I'm not worried about trauma to the dog. I'm worried about trauma to the groomer, LOL. I CANNOT afford to be sued if my dog chomps on the groomer. 

Note -- he's not as bad as this makes him sound. He's a GREAT guard dog and general farm dog, and he's earned his place. He's not a "pet" -- he's a working boy whose job in life has been to chase off predators. He's never broken the skin or left a bruise on anyone, but he does get snappy and snarly if he's afraid or he's hurting. I have always assumed with him that if he was ever given a chance and sufficient provocation, he WOULD bite hard, due to his behavior. 

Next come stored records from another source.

PR #112, opened 2018-11-12
Laravel: Prevent traces not sent when app name is empty

stayallive:
After a lot of head scratching and not reading the logs... (I know)

I noticed that when you leave the `config('app.name')` value empty in your app no traces are being sent since it needs to have a non-empty value. So I made sure the app name does return a non-empty value so traces won't be stopped by that :)

### DIFF
--- a/src/DDTrace/Integrations/LaravelProvider.php
+++ b/src/DDTrace/Integrations/LaravelProvider.php
@@ -135,12 +135,14 @@ class LaravelProvider extends ServiceProvider
 
     private function getAppName()
     {
+        $name = null;
+
         if (isset($_ENV['ddtrace_app_name'])) {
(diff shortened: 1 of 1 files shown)


stayallive:
Whoops, sorry about that :) 

Github web is not so nice as phpstorm is with cleaning that up after itself.

Should be fixed now 👍 

Great to hear about the improvements coming, will hold of on taking the integration apart for now until that's in place.

labbati:
Hey @stayallive 

> Github web is not so nice as phpstorm is with cleaning that up after itself.

eheh it happens to me all the time when not using an IDE

> Should the 5.4 compat also be fixed?

Not for now, we are going to fix all the 5.4 things at once in one single PR.

Merging it. Thanks!

PR #116, opened 2018-11-13
Fix laravel middleware class name bug

### LINKED ISSUE #115: Laravel authorize middleware not working
Hey,

I use the authorization via middleware of laravel (https://laravel.com/docs/5.7/authorization#authorizing-actions-using-policies).

In the Laravel provider ([line 61](https://github.com/DataDog/dd-trace-php/blob/4f9c95cef0afe38b112f67493ae51ef642f6e72a/src/DDTrace/Integrations/LaravelProvider.php#L61)) instead of a class I get `'Illuminate\\Auth\\Middleware\\Authorize:users'` which leads to this error: `unexpected parameter combination, expected (class, function, closure) or (function, closure)`.

Sh4d1:
Fixes #115 

Signed-off-by: Patrik Cyvoct <pcyvoct@assessfirst.com>

### DIFF
--- a/src/DDTrace/Integrations/LaravelProvider.php
+++ b/src/DDTrace/Integrations/LaravelProvider.php
@@ -58,7 +58,7 @@ class LaravelProvider extends ServiceProvider
             foreach ($pipes as $pipe) {
                 $pipeClass = explode(':', $pipe)[0];
 
-                dd_trace($pipe, 'handle', function (...$args) {
+                dd_trace($pipeClass, 'handle', function (...$args) {
                     $scope = GlobalTracer::get()->startActiveSpan('laravel.middleware');
                     $span = $scope->getSpan();
                     $span->setResource(get_class($this));


src/DDTrace/Integrations/LaravelProvider.php
```diff
@@ -58,7 +58,7 @@ public function register()
             foreach ($pipes as $pipe) {
                 $pipeClass = explode(':', $pipe)[0];
 
-                dd_trace($pipe, 'handle', function (...$args) {
+                dd_trace($pipeClass, 'handle', function (...$args) {
```
labbati: I may be missing something, but something is not clear to me! Based on #115 this callback receives `....\\Authorize:users`, so a callback. Here looks like that if a pipeline is a callback it is executed (https://github.com/laravel/framework/blob/621d91d802016ab4a64acc5c65f81cb9f5e5f779/src/Illuminate/Pipeline/Pipeline.php#L129).

So I believe that with this proposed approach we don't get the error anymore but we are not tracing the real pipe stop point.

Anyway, very good catch, if you are ok with that, we have already some work ready on a different branch and I will move that forward, does it make sense to you?

Sh4d1: Hmm didn't look at Pipeline.php. So the problem may be from the `dd_trace` function? 

Sounds good to me 😄

labbati: It may be! Did you have a chance to investigate at which point the callback `....\\Authorize:users` is sent by Laravel through the pipeline? Just to know how it is invoked, did not have a chance to look at it so far, still managing the various use cases based on the code I see in `Pipeline.php`

Sh4d1: I know where it comes from but not exactly how it ends up here. It's a middleware so I guess it's logic but don't actually know how. It's used like this:
```
Route::put('/blabla', function (Post $post) {
})->middleware('can:users');
```

labbati: Ok thanks, looking at your code and properly reading through the Laravel docs now I see the usage you were referring to (I had never seen the middleware with parameters notation before). So I am going to merge your change with another couple of changes that were necessary for similar issues and create a branch. Will you able to build and test that branch?

Sh4d1: Sounds good! (Though we are not tracing the real call yet right?) 

Yes will be able to build and test 😄

labbati:
Created PR #117 . @Sh4d1 if you have a chance to test it in you specific environment and provide us with some feedback it would be great! Thanks for you help!

PR #121, opened 2018-11-14
Move integrations to their own packages

labbati:
In order to better scale integrations development, we decided to move each integration to its own sub package.


labbati:
Hey @pawelchcki 

> One small optional question. Would it make sense to add information when its going to be deprecated? i.e. what version - 1.0? 0.5?

Honestly I can think of an exact version at the moment! What about adding it once we get a better grip?

labbati:
@pawelchcki just pushed a merge conflict resolution commit! Need a final CR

My other option would be to have a vet sedate and groom him, but that would be much more expensive.

Option #3 is to suck it up, take an extra muscle relaxer, and do it myself, then spend the rest of the day in bed ...

(I can groom ALL my other animals and do anything needed. I have cats who will lay in my lap and purr when I clip their claws. Oliver is just is a pill to work with as far as grooming goes. He acts like I'm killing him if I tug on his hair in the slightest.)


----------



## maggiemom (Feb 19, 2007)

I understand your plight .I have found that my furry children (much like my human ones) behave better for others than they do for me . They will act as though I was ripping their nails out by the roots when I attempt to trim them and yet when I have them at the vet they all but hold out their paws as if to say" would you please trim theses nails for me -SHE won't !" So having said that the young groomer may very well be able to groom your old boy-I can groom my friends dogs easier than my own .Take the muzzle with you so it's available should she need it and even hang around for a while if it's ok with her. I adopted an adult GSD in Dec and I finally had some success trimming her nails yesterday -only took 1hr ! Only have 5 nails left to do too ! Should have seen the two of us in the bathtub together for her first bath-took a bit of convincing to get her in there to say the least -lol I did get out of the tub before the actual washing started 
Anyway hope this helps some
Aileen


----------



## Marleydexlola (May 24, 2012)

I would try and find a different groomer if it was me... There are plenty out there that "can calm any dog" but who knows? And it's not worth getting sued!
Find a groomer that is comfortable with him having a muzzle on and has experience with unruly dogs...
I used to train/daycare/boarding etc and (at least in my experience) groomers can either be great and go with te flow of your dog and take precautions as necessary, or you can get the groomer that deals primarily with spoiled lap dogs and will go pale at the sight of a big aggressive (at least looking) dog...
Don't break your back, just fin someone your comfortable with

Best of luck


----------



## Marleydexlola (May 24, 2012)

I would try and find a different groomer if it was me... There are plenty out there that "can calm any dog" but who knows? And it's not worth getting sued!
Find a groomer that is comfortable with him having a muzzle on and has experience with unruly dogs...
I used to train/daycare/boarding etc and (at least in my experience) groomers can either be great and go with te flow of your dog and take precautions as necessary, or you can get the groomer that deals primarily with spoiled lap dogs and will go pale at the sight of a big aggressive (at least looking) dog...
Don't break your back, just fin someone your comfortable with

Best of luck


----------



## secuono (Sep 28, 2011)

Find a groomer who will groom him with a muzzle. 
Vets sometimes have groomers and they usually aren't AR types who think a muzzle is 'bad' or 'wrong'. If he is freaking out and just nuts, then find a vet w/groomer and ask for the dog to be sedated first.


----------



## Allen15 (Apr 18, 2013)

Dogs feed off of the anxiety and emotions of those around them, so if ANY groomer is not comfortable working with your dog, they're probably the WRONG groomer for that dog...


----------



## Cygnet (Sep 13, 2004)

He's worse for others than he is for me. 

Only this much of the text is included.